Intimate Interview

Mengenal Kerri Na Basaria, Putri Luhut Pandjaitan Pendiri Tobatenun

Daniel Ngantung - wolipop Sabtu, 26 Feb 2022 08:00 WIB
Pendiri Tobatenun Kerri Na Basaria (Foto: Dok. Pribadi) Pendiri Tobatenun Kerri Na Basaria (Foto: Dok. Pribadi)
Jakarta -

Berawal dari kecintaan pada warisan budaya leluhurnya, Kerri Na Basaria merintis Tobatenun yang salah satu misi utamanya melestarikan ulos dengan pendekatan wirausaha sosial (social enterprise).

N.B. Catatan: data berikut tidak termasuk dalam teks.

PR #12727, opened 2026-06-08
DEV-1841: Remove the deprecated PersistentState plugin

budnix:
### Context

The PR removes the `PersistentState` plugin, finishing work that was announced as done in the 17.0 changelog (PR #12015: "Removed ... the `PersistentState` plugin") but never fully landed. PR #12015 de-registered the plugin from `plugins/index.ts`, making it inert, but left the source files, type declarations, now-dead hook plumbing in five dependent plugins, and the docs API pages behind.

**What this PR does:**
- Deletes `handsontable/src/plugins/persistentState/` (all 4 files)
- Removes the `PersistentState` type entry from `plugins/types.ts`
- Strips the private `persistentStateSave`/`persistentStateLoad` methods from `columnSorting`, `manualColumnMove`, and `manualRowMove` (all `@private`, no public-API impact)
- Simplifies `moveBySettingsOrLoad()` in both move plugins to use plugin settings only
- Makes `saveManualColumnWidths()`, `loadManualColumnWidths()`, `saveManualRowHeights()`, and `loadManualRowHeights()` no-ops with `@deprecated` warnings — these are public, so they get one release cycle before removal
- Registers `persistentStateSave`, `persistentStateLoad`, `persistentStateReset` in `REMOVED_HOOKS` (v17.0.0) so `addHook()` calls warn
- Removes `docs/content/api/persistentState.md`, `docs/content/api/storage.md`, and the `api/persistent-state` route from `_worker.js`

ClickUp task: https://app.clickup.com/t/9015210959/DEV-1841

### How has this been tested?

- `npm --prefix handsontable run test:types` — passes (type build + downlevel + TS 5.1 consumer check)
- `npm --prefix handsontable run eslint src/plugins/types.ts src/core/hooks/constants.ts src/plugins/columnSorting/columnSorting.ts src/plugins/manualColumnMove/manualColumnMove.ts src/plugins/manualRowMove/manualRowMove.ts src/plugins/manualColumnResize/manualColumnResize.ts src/plugins/manualRowResize/manualRowResize.ts` — no issues
- Grep confirms no stray `persistentState` references remain in `src/` outside `REMOVED_HOOKS` and the new deprecation messages

### Types of changes

- [ ] Bug fix (non-breaking change which fixes an issue)
- [ ] New feature or improvement (non-breaking change which adds functionality)
- [x] Breaking change (fix or feature that would cause existing functionality to not work as expected)
- [ ] Additional language file or change to the existing one (translations)

### Related issue(s):

[...]

PR #12224, opened 2026-03-26
Change the columnHeaders property name to colHeaders

adrianszymanski89:
### Context

This PR changes the `columnHeaders` options name for the exportToFile plugin to `colHeaders` to make it consistent with the naming in the Handsontable environment. This includes changes in the new Export to Excel guide and examples.

CC @jansiegel 

### Types of changes

- [ ] Bug fix (non-breaking change which fixes an issue)
- [x] New feature or improvement (non-breaking change which adds functionality)
- [ ] Breaking change (fix or feature that would cause existing functionality to not work as expected)
- [ ] Additional language file or change to the existing one (translations)

### Related issue(s):
1. https://github.com/handsontable/dev-handsontable/issues/225

### Affected project(s):
- [X] `handsontable`
- [ ] `@handsontable/angular-wrapper`
- [ ] `@handsontable/react-wrapper`
- [ ] `@handsontable/vue3`

### Checklist:

- [ ] I have reviewed the guidelines about [Contributing to Handsontable](https://github.com/handsontable/handsontable/blob/master/CONTRIBUTING.md) and I confirm that my code follows the code style of this project.
- [ ] I have signed the [Contributor License Agreement](https://docs.google.com/forms/d/e/1FAIpQLScpMq4swMelvw3-onxC8Jl29m0fVp5hpf7d1yQVklqVjGjWGA/viewform?c=0&w=1)
- [ ] My change requires a change to the documentation.

---

> [!NOTE]
> **Medium Risk**
> Touches core export option parsing and XLSX multi-sheet handling; while covered by tests and backwards-compat aliasing, mistakes could change whether headers are included in exported CSV/XLSX files.
> 
> **Overview**
> Standardizes `ExportFile` export options by renaming `columnHeaders` to `colHeaders` for CSV/XLSX exports (including per-sheet `sheets[]` config and context-menu derived options), and updates defaults/JSDoc/TypeScript typings to expose `colHeaders` while marking `columnHeaders` as deprecated.
> 
> To reduce upgrade friction, the plugin now *promotes* `columnHeaders` to `colHeaders` when the new key isn’t provided (implemented in both the base option merge and `DataProvider#setOptions`, plus XLSX per-sheet normalization), with tests added/updated to cover alias behavior. Docs/examples and a new 17.x→18.0 migration guide are updated to reflect the new option name, and CI’s `pnpm audit` is made non-blocking on registry endpoint errors.
> 
[...]

PR #12015, opened 2026-02-13
Remove deprecated packages

adrianspdev:
### Context
Remove [deprecated packages](https://handsontable.com/docs/react-data-grid/deprecation-policy/#list-of-deprecations)

Below is the list of removed elements:

- [x] Angular wrapper legacy
- [x] React wrapper legacy
- [x] Vue 2 wrapper
- [x] persistentState plugin
- [x] hot undo/redo methods

### How has this been tested?
Locally

### Types of changes

- [x] Breaking change (fix or feature that would cause existing functionality to not work as expected)

### Related issue(s):
1. https://github.com/handsontable/dev-handsontable/issues/3061

### Affected project(s):
- [x] `handsontable`
- [x] `@handsontable/angular`
- [x] `@handsontable/react`
- [x] `@handsontable/vue`

### Checklist:

- [x] I have reviewed the guidelines about [Contributing to Handsontable](https://github.com/handsontable/handsontable/blob/master/CONTRIBUTING.md) and I confirm that my code follows the code style of this project.
- [x] I have signed the [Contributor License Agreement](https://docs.google.com/forms/d/e/1FAIpQLScpMq4swMelvw3-onxC8Jl29m0fVp5hpf7d1yQVklqVjGjWGA/viewform?c=0&w=1)
- [x] My change requires a change to the documentation.

PR #13249, opened 2026-08-26
Update the deprecation plan for 18.1

adrianspdev:
### Context

The PR changes how deprecated APIs report themselves, so that every API marked `@deprecated` in the codebase behaves the same way before the 18.1 release: a JSDoc `@deprecated` message that names the deprecating and removing versions, a one-time `console.warn` at runtime, and a row in the documented deprecation list. Nothing is removed – 18.1 is a minor release, and every message names 19.0 as the removal version.

Before this change:

- `deprecatedWarn()` printed on **every** call, although the deprecation policy promises a warning "fired only once" (`.ai/BREAKING-CHANGES.md`). Calling `saveManualColumnWidths()` in a loop flooded the console.
- The four resize-state methods carried a bare `@deprecated` tag, which the API reference renders as an empty warning box.
- The `exportFile` `columnHeaders` alias, `Handsontable.helper.sanitize()`, and the `Settings` / `DataProviderOptions` type aliases were tagged `@deprecated` in the typings but produced no runtime warning and were missing from the deprecation list in the docs.
- `Handsontable.CellMeta` (namespace alias) was tagged `@deprecated Use CellProperties`, while 18.0 promoted `CellMeta` to a top-level named export (#11240). The two now agree: the alias is no longer marked deprecated.
- Removed options (`persistentState`, removed in 17.0; `correctFormat`, removed in 18.0) were silently ignored. `updateSettings()` now warns once (it never throws).

Code changes:

- `helpers/console.ts`: new `deprecatedWarnOnce(key, message)` – prints `Deprecated: <message>` once per key per page – and `removedWarnOnce(key, message)` – same once-per-key record, no prefix, for APIs that no longer exist. The repeat-every-call `deprecatedWarn()` is removed (last caller moved to the once variant; not on `Handsontable.helper`).
- `ManualColumnResize` / `ManualRowResize`: `saveManualColumnWidths()`, `loadManualColumnWidths()`, `saveManualRowHeights()`, `loadManualRowHeights()` use it and carry versioned `@deprecated` messages.
- `exportFile` `DataProvider#setOptions`: warns once when `columnHeaders` is passed; the alias keeps working.
- `helpers/string.ts` `sanitize()`: warns once and points at the `sanitizer` option.
- `exportFile` `Settings` and `dataProvider` `DataProviderOptions`: versioned `@deprecated` messages.
- `core.ts` `updateSettings()`: warn-once guard for removed options (`REMOVED_OPTIONS`). It scans the top level, the array-form `columns`, and the declarative `cell` array. Each option links to the docs of the release that removed it.
- Removed the unused `deprecationWarns` sets in `core.ts` and `translations/indexMapper.ts`.

Docs changes:

- `deprecation-policy.md`: lists the APIs removed in 18.0 next to the removed dependencies, adds a "Removed in version 17.0" section (`PersistentState`, legacy `hot.undo()` family), and adds the missing current deprecations with "Deprecated in" / "Removal" columns.
- `CHANGELOG.md`, `changelog-18.md`, `changelog/changelog.md`: the 18.0.0 PersistentState removal entry linked `pull/0` (it is #12727), and now states that the published 17.0 release already shipped without the plugin (#12015), so it no longer contradicts the "Removed in version 17.0" section.
- `.ai/BREAKING-CHANGES.md` (deprecation checklist; "next stable release" → "next major release"), `handsontable/.ai/CONVENTIONS.md`, `handsontable/.ai/HOOKS.md`.

Version facts verified against git history:

- `columnHeaders` was renamed and deprecated in **17.1.0** (#12224, commit `53df95b073`).
- `persistentState` (plugin, option, hooks) was removed in **17.0.0** (#12015). The TypeScript conversion (#12011) re-created the plugin on `develop` after 17.1.0; #12727 deleted that copy before 18.0.0. No published 17.x or 18.x package carries it, so the 18.0.0 changelog line describes a develop-only cleanup. The `REMOVED_OPTIONS` JSDoc records this.

Out of scope, on purpose: removing any deprecated code (19.0 only) and the migration guides (left untouched). The released 18.0.0 changelog entry keeps its wording; it only gains the clause about the 17.0 release.

[skip changelog] – the branch carries only deprecation metadata and warning-consistency work on APIs that are already deprecated or removed; no new user-facing deprecation. The checklist's step 5 stays as written for PRs that introduce a deprecation.

Open points for reviewers:

1. `.changelogs/12727.json` is still pending on `develop` although the entry already shipped under 18.0.0, so it will be compiled again into the 18.1 notes. Release owner to decide which version keeps it.
2. `columnHeaders` stays *deprecated* (warn + removal in 19.0), not legacy: the tag has been in the published typings since 17.1, so this PR completes a deprecation that shipped without a runtime warning.

### How has this been tested?

- Unit tests added:
  - `handsontable/src/helpers/__tests__/console.unit.ts` – `deprecatedWarnOnce` and `removedWarnOnce` warn once per key, tolerate a missing `console`, and share the once-record and the reset. The `deprecatedWarn` block is gone with the function.
  - `handsontable/src/plugins/exportFile/__tests__/exportFile.unit.js` – `columnHeaders` warns once and still maps to `colHeaders`.
  - `handsontable/src/helpers/__tests__/string.unit.ts` – `sanitize()` warns once and stays a pass-through.
  - `handsontable/src/__tests__/core/updateSettings.unit.js` – removed options warn once (top level, `columns`, `cell`), without a `Deprecated:` prefix, with the removing version and the per-release docs URL; unaffected settings do not warn.
- Type tests extended: `exportFile.types.ts`, `dataProvider.types.ts` – deprecated aliases stay assignable; both `normalizeExportOptions()` overloads are pinned.
- Ran locally:
  ```bash
  npm --prefix handsontable run test:unit    # 322 suites, 3834 tests pass
  npm --prefix handsontable run build        # both bundles
  cd docs && npm run docs:api                # ManualColumnResize/ManualRowResize pages render the "Deprecated" tag + warning text
  ```

### Types of changes

### Related issue(s):

1. #12727 (PersistentState removal – deprecated the resize-state methods)
2. #12224 (`columnHeaders` → `colHeaders` rename)
3. #12015 (17.0.0 removal of `PersistentState` and the legacy undo/redo methods)

### Affected project(s):

- [x] `handsontable`
- [ ] `@handsontable/vue3`

### Checklist:

### DIFF
--- a/.ai/BREAKING-CHANGES.md
+++ b/.ai/BREAKING-CHANGES.md
@@ -11,7 +11,7 @@ The lean rule lives in the root `AGENTS.md` "Breaking changes policy" section (a
 | Renaming a CSS class produced by Handsontable | Breaks custom stylesheets | Keep the legacy class name in the DOM. Add tests verifying the old name still works. |
 | Renaming APIs (methods, configuration options, hooks) | Breaks customer integrations | Keep the legacy API working and translate it to the new API internally. Legacy APIs do not produce console warnings. |
 | Changing API signatures or behavior | Breaks customer integrations | Keep the deprecated API working until the next major release. Deprecated APIs produce a console warning (fired only once). |
-| Removing hooks or configuration options | May go undetected by customers | Add the hook to `REMOVED_HOOKS` in `handsontable/src/core/hooks/constants.ts`, or the option to `REMOVED_OPTIONS` in `handsontable/src/core.ts`, so a one-time warning shows when someone uses it in configuration. The warning names the removing version and carries no `Deprecated:` prefix (`removedWarnOnce`, not `deprecatedWarnOnce`). |
+| Removing hooks or configuration options | May go undetected by customers | Add the hook to `REMOVED_HOOKS` in `handsontable/src/core/hooks/constants.ts`, or the option to `REMOVED_OPTIONS` in `handsontable/src/core.ts`, so a warning shows when someone uses it in configuration. Both warnings name the removing version and carry no `Deprecated:` prefix. The option warning is one-time (`removedWarnOnce`, not `deprecatedWarnOnce`); the hook warning goes through plain `warn()` on every `add()` and links to the release notes (see `handsontable/.ai/HOOKS.md`). |
 | Changing a default setting value | 🚫 **Strictly forbidden** — a "really bad" breaking change. | Never change defaults. |
 
 ## Legacy vs deprecated
--- a/.ai/BREAKING-CHANGES.md
+++ b/.ai/BREAKING-CHANGES.md
@@ -19,6 +19,17 @@ The lean rule lives in the root `AGENTS.md` "Breaking changes policy" section (a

Namun, niatnya tersebut sempat diragukan oleh sang ayah, yang bukan lain adalah Menteri Koordinator Bidang Kemaritiman dan Investasi RI Luhut Binsar Pandjaitan.

Sebagai perempuan berdarah Batak, Kerri sudah akrab dengan ulos sejak kecil. Seperti keluarga Batak pada umumnya, ulos menjadi bagian penting bagi Kerri dan keluarga, terutama saat hari-hari penting seperti momen kelahiran dan kematian. Ibu Kerri, Devi Simatupang, juga mengoleksi ulos.

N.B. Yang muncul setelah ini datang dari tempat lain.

Issue #7517, opened 2021-02-07
React data model does not update when moving rows


henricook:
### Description
When you are using handsontable-react and bind a `data` model to your HOT instance, it generally updates whenever changes are made (e.g. with setDataAtCell).

It doesn't update for row moves however, as proven by the fiddle below. This took me hours to find, now I have to call setData(instance.getData()) from various places to make sure the model stays in sync.

### Steps to reproduce
1. See fiddle for small example

### Demo
https://jsfiddle.net/uhLx59bt/

### Your environment
* Handsontable version: 8.3.0
* Browser Name and version: Firefox 85
* Operating System: Linux

AMBudnik:
Hi @henricook 

A similar topic has been raised here https://github.com/handsontable/react-handsontable/issues/137 and as you correctly spotted `getData()` is the method to use when you want to get the current states of the dataset.

henricook:
Thanks for tying that in, i wouldn't call moving a row a sorting operation though. It's very much a permanent operation and not something I'd expect to be reversed later. Is there another way of moving rows?

AMBudnik:
Yes, there are 3 ways to move rows.

![image](https://user-images.githubusercontent.com/10757813/107219042-cdd15080-6a10-11eb-8041-b506e31f0cc8.png)

1. use `manualRowMove: true` and allow users to move them as they want but do not change the initial order of rows
2. use the initial order of rows, like `manualRowMove: [1, 4]`
3. turn the plugin in the initialization settings and do not change the order of rows, but use the [`moveRow`](https://handsontable.com/docs/8.3.0/ManualRowMove.html#moveRow)/ [`moveRows`](https://handsontable.com/docs/8.3.0/ManualRowMove.html#moveRows) method

henricook:
Thanks, i'm doing (1) and (3) in my application. So are you saying that moving rows is always perceived as _sorting_ so therefore the react data model will never be updated (but getData() is)?

AMBudnik:
Please dont get me wrong. I am not saying that sorting and moving have some permanent or temporary effect. But there is some truth in that sentence.

We can see here https://jsfiddle.net/handsoncode/62qktLf9/ that we get the same result for state and `getData()` when we use 'remove row' from the context menu. But we get different data when we use 'hide row'.

henricook:
Thanks, I was reading back your statements to ensure I understand. I find it's useful for clear outcomes :-)

[...]

PR #13257, opened 2026-08-26
DEV-2646: Stop a vetoed row or column move recording an undo action

budnix:
### Context

The PR fixes a cancelled row or column move still landing on the undo stack.

Returning `false` from `beforeRowMove` cancels the move — nothing moves and the order map stays identity — but a `row_move` action was still recorded. The user's next Ctrl+Z was then spent undoing nothing, silently swallowing the keystroke. `beforeColumnMove` behaved the same way.

This matters more than its size suggests, because blocking the move via `beforeRowMove` is the pattern we ourselves recommend for keeping a framework's own state as the source of truth.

Rasa cinta itu lalu perlahan membuka mata Kerri kepada isu sosial yang 'bersembunyi' di balik keindahan kain ulos.

"Mungkin karena orang Batak, aku punya sentimental feeling untuk melihat lebih dalam kondisi perajin di sana: kenapa mereka masih miskin, lalu bagaimana penggerusan budaya mengancam pelestarian ulos sebagai dampak dari modernisasi," kata perempuan 31 tahun itu saat berbincang dengan Wolipop baru-baru ini.

Pada 2018, lahirlah Tobatenun yang didirikan Kerri dan ibunya untuk mempromosikan ulos dengan harapan dapat membantu perajin lokal di kampung halaman.

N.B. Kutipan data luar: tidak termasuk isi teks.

PR #13258, opened 2026-08-26
DEV-2585: Fix loadData() and updateData() discarding a changed formula

adrianspdev:
### Context

The PR fixes a regression on `develop`: `loadData()`, `updateData()` and `updateSettings({ data })` cannot replace an existing formula's text. The old formula silently survives the load, and a load that turns a formula cell into a plain literal resurrects the old formula instead.

Follow-up to #13215 (DEV-2585), which is the change that exposed it.

`#getProcessedSourceDataArray()` reads the source data through the `modifySourceData` hook, and the plugin's own `#onModifySourceData` answers any formula cell with the formula the **engine** already holds. That projection is correct in general — it is how the grid reports `=A1+1` rather than a cached value. But #13215 made the plugin reuse its HyperFormula sheet across data loads instead of recreating it (a legitimate memory-leak fix), so the engine still holds the **previous** content at the moment `#onAfterLoadData` reads the newly loaded data. The stale formula is read back and written straight into the engine again, discarding the load.

Before #13215 every load got a fresh, empty sheet, so `getCellType()` returned `EMPTY` for every cell, the projection never fired, and the real data reached the engine. Neither change is wrong on its own; the sheet reuse simply unmasked a latent bug in the load path.

Reproduction on `develop`, with no cell types and no date handling involved:

```js
  data: [[1], ['=A1+1']],
  formulas: { engine: HyperFormula },
});

hot.loadData([[1], ['=A1+100']]);
// engine keeps `=A1+1` and computes 2, instead of `=A1+100` and 101
```

The fix suppresses the projection for the duration of that read, using a dedicated `#sourceDataProjectionSuspended` flag that only `#onModifySourceData` reads.

The guard belongs in the helper rather than at each call site because all five of its callers feed the result **to** the engine, and handing the engine back its own projected formulas is never meaningful.

**Why a dedicated flag rather than `#internalOperationPending`.** The first revision of this PR reused `#internalOperationPending`, which is the flag `#syncFormulasToSourceData` and `#onAfterDetachChild` already use for the same "compare against what Handsontable stores" purpose. That flag is too broad here. It also gates `#onModifyData` and `#onAfterRenderer`, and this read runs the `modifyRowData` and `modifySourceData` hooks for **every row and cell** — so third-party handlers execute inside the guarded window. A handler that called `getDataAtCell()` on a formula cell would have received the raw `=A1+1` instead of the calculated value. The dedicated flag scopes the suspension to the one hook the fix is about.

The previous flag value is saved and restored rather than cleared. No other site sets it, so this is not about a caller that already holds it; it is about those same third-party handlers, one of which could re-enter this method synchronously (through `updateSettings()` or `loadData()`) and otherwise leave the rest of the outer read unguarded.

**Blast radius.** `#getProcessedSourceDataArray` has five callers, and behavior changes at **two** of them — `#onAfterCellMetaReset` and `#onAfterLoadData`. The two `addSheet` sites are gated on `!doesSheetExist(sheetName)` and `sheetName === null` respectively, and `#onModifySourceData` already bails on both conditions, so the projection was inert there. `#onAfterDetachChild` already holds `#internalOperationPending` across the call.

**Two adjacent changes**, both from review:

- `#getProcessedSourceDataArray` now checks the data shape with `Array.isArray(getSourceDataAtRow(0))` instead of `isArrayOfArrays(getSourceData())`. The latter rebuilt the whole dataset through the per-cell `modifySourceData` hook — and outside the guard, so fully projected — to inspect the shape of one row. `#doesEngineHoldPhysicalColumns` already uses that form for the same reason.
- The `#syncFormulasToSourceData` doc comment claimed that moves and sorting are covered because "the read-time projection keeps handling it". That is no longer true at the engine-feeding reads, so the comment now says what actually holds: ordinary reads are still projected, the engine-feeding reads are not, and in a moved or sorted frame those reads hand the engine the stored, possibly stale text.

**Why this was not caught earlier:** the neighbouring `loadData`/`updateData` recalculation specs all start from `data: [[0]]`, a single non-formula cell, so none of them ever *replaced* an existing formula.

**Known limitation, pre-existing and not addressed here.** While rows or columns are moved or sorted, the engine and the source data stop sharing a reference frame, `#syncFormulasToSourceData` bails out entirely, and any engine-feeding read maps the formula's references a second time. The result is `#REF!` — both with and without this fix, verified by measurement. A data-less `updateSettings({ colHeaders: true })` on a moved frame is enough to reproduce it on `develop`:

```js
  data: [[1], [2], ['=A1+1']],
  manualRowMove: true,
  formulas: { engine: HyperFormula },
});

hot.getPlugin('manualRowMove').moveRow(2, 0);
hot.render();
// grid shows 2 — correct

hot.updateSettings({ colHeaders: true });
// grid shows #REF! — with this PR and without it, byte-identical
```

Narrowing the `isHfOrderPhysical()` bail so a structural change in that state still syncs is a separate design question for the team, tracked separately.

[skip changelog]

No changelog entry: this regression is unreleased. The `settingsSheetName ?? this.sheetName` line traces only to `c0d25ef1c1` on `develop` and the `18.1.0-rc` / `18.1.0-rc1` tags, so no user of a stable release ever saw it. An entry would document a defect that never shipped. Flagging explicitly because `[skip changelog]` is normally reserved for docs-, test-, and CI-only PRs — this is a source change, and the skip is deliberate.

- Unit tests added/modified (`*.unit.js`): none — the defect is in hook interplay across a data load, which the E2E tier exercises
- E2E tests added/modified (Playwright `tests/e2e/*.spec.ts`): none — extended the existing Jasmine formulas spec instead, alongside the `loadData`/`updateData` recalculation cases it belongs with

For a bug fix — the specs that fail without this fix, all in `handsontable/src/plugins/formulas/__tests__/formulas.spec.js`:

1. `should replace an existing formula's text when the loadData method is called`
2. the same for `updateData`
3. and 4. the two formula-becomes-a-literal counterparts
5. `should replace an existing formula's text when the data is replaced through updateSettings` — a third public entry point, and it reaches the engine through a different site: `#onAfterLoadData` returns early for the `updateSettings` source, so the data is fed from `#onAfterCellMetaReset` instead
6. `... for array of objects` — the first four cases are all array-of-arrays
7. `... for data with skipped columns` — `columns: [{ data: 0 }, { data: 2 }]` over three-column data, the only way to reach the projected branch of `#getProcessedSourceDataArray`
8. `should keep an array formula spilling when the loadData method is called` — spill cells report the `ARRAY` cell type, not `ARRAYFORMULA`, so they pass the `VALUE`/`EMPTY` early return and get projected as their calculated literals. Feeding those back puts a literal inside the range the array formula needs, and the load collapses to `#SPILL!`

Discrimination was verified by removing the production guard, rebuilding and re-running: **exactly those eight cases fail** (372 specs, 8 failures), and they all pass again once it is restored (372 specs, 0 failures).

### Commands run

```
$ npm --prefix handsontable run test:e2e
9726 specs, 0 failures, 8 pending specs

$ npm --prefix handsontable run test:e2e -- --testPathPattern=formulas
372 specs, 0 failures

$ npm --prefix handsontable run test:unit
Tests: 3802 passed, 3802 total (319 suites)

$ npm --prefix handsontable run test:types
pass

$ npm --prefix handsontable run eslint
0 errors (602 pre-existing warnings in untouched files, 0 on changed files)

$ npm --prefix handsontable run build
handsontable.js, handsontable.min.js, handsontable.full.js, handsontable.full.min.js
```

With the production guard temporarily removed, to prove the tests discriminate:

```
$ npm --prefix handsontable run test:e2e -- --testPathPattern=formulas
372 specs, 8 failures
```

### Types of changes

### Related issue(s):

1. DEV-2585
2. #13215

### Affected project(s):

- [x] `handsontable`
- [ ] `@handsontable/vue3`

### Checklist:

---

> [!NOTE]
> **Medium Risk**
> Changes formula engine sync on bulk data reload paths in the formulas plugin; blast radius is limited to reads that feed HyperFormula, with broad E2E coverage added for the failure modes.
> 
> **Overview**
> Fixes a regression where **`loadData()`**, **`updateData()`**, and **`updateSettings({ data })`** could not replace an existing formula: the HyperFormula sheet is reused across loads, and reads that feed the engine went through **`modifySourceData`**, which projected each formula cell back to the engine’s **previous** formula and silently dropped the newly loaded text (including formula → literal cases).
> 
> The formulas plugin now suspends that projection only while **`#getProcessedSourceDataArray`** reads source data, via a dedicated **`#sourceDataProjectionSuspended`** flag (narrower than **`#internalOperationPending`** so third-party hooks still get calculated values from **`getDataAtCell`**). **`#onModifySourceData`** respects the same flag for those engine-feeding reads.
> 
> Adjacent fixes: the array-of-arrays shape check uses **`getSourceDataAtRow(0)`** instead of rebuilding all source data through unguarded hooks; skipped-column projection handles **`null`** / non-array rows; **`#syncFormulasToSourceData`** docs note that engine-feeding reads no longer project formulas after row/column moves or sorting.
> 
> Eight new Jasmine specs cover **`loadData`/`updateData`**, **`updateSettings`**, array-of-objects, skipped columns, empty rows, and array-formula spill on reload.
> 
> <sup>Reviewed by [Cursor Bugbot](https://cursor.com/bugbot) for commit 77d4bfbff2d9ac3f0568946706c4adfa6fb5890f. Bugbot is set up for automated code reviews on this repo. Configure [here](https://www.cursor.com/dashboard/bugbot).</sup>

### DIFF
--- a/handsontable/src/plugins/formulas/__tests__/formulas.spec.js
+++ b/handsontable/src/plugins/formulas/__tests__/formulas.spec.js
@@ -2762,6 +2762,61 @@ describe('Formulas general', () => {
     expect(getDataAtCell(1, 0)).toBe(101);
   });
 
+  it('should replace an existing formula with a literal value when the `loadData` method is called', async() => {
+    handsontable({
+      data: [
+        [1],
+        ['=A1+1'],
+      ],
+      formulas: {
+        engine: HyperFormula,
+      }
+    });
+
+    const formulasPlugin = getPlugin('formulas');
+
+    // The same defect as in the two cases above, with the loaded value no longer being a formula.
+    // The `modifySourceData` projection answers a formula cell with the formula the engine holds, so
+    // reading the newly loaded data through it resurrects `=A1+1` into what is now a value cell.
+    await loadData([
+      [1],
+      [5],
+    ]);
+
+    expect(formulasPlugin.engine.getSheetSerialized(formulasPlugin.sheetId)).toEqual([
+      [1],
+      [5],
+    ]);
+
+    expect(getDataAtCell(1, 0)).toBe(5);
+  });
+
+  it('should replace an existing formula with a literal value when the `updateData` method is called', async() => {
+    handsontable({
+      data: [
+        [1],
+        ['=A1+1'],
+      ],
+      formulas: {
+        engine: HyperFormula,
+      }
+    });
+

Dua tahun berselang, Tobatenun berubah arah menjadi sebuah wirausaha sosial karena Kerri melihat perlunya penerapan model bisnis berkelanjutan demi melindungi para perajin dari kerugian sekaligus menjaga 'roh' ulos sebagai produk budaya dari ancaman eksploitasi.

Pendiri Tobatenun Kerri Na Basaria, Anak Luhut Binsar PanjaitanPendiri Tobatenun Kerri Na Basaria yang juga anak bungsu Luhut Binsar Panjaitan. (Foto: Dok. Pribadi)

Reaksi Luhut Pandjaitan

Ayahnya sempat meragukan keputusan Kerri untuk membangun Tobatenun. "Bapak sempat menganggap aneh sih karena aku bikin ini," ungkap Kerri.

Sebenarnya, tak pernah terbesit di benak Kerri untuk menjadi seorang entrepreneur. Latar belakang pendidikannya adalah sejarah dan sastra karena ia memang menyukai budaya.

Kerri menseriusi bidang tersebut dengan mengambil studi sastra Inggris di University St. Andrews, Skotlandia. Gelar master lalu diambilnya di Sydney, Australia.

Menurutnya, sejarah dan sastra sangat menarik karena merupakan topik yang versatile. "Kita bisa belajar banyak hal, bukan cuma teori tentang sejarah. Kita bisa tahu cara analisa dan baca mana yang fakta atau fiksi," ungkap bungsu dari empat bersaudara ini.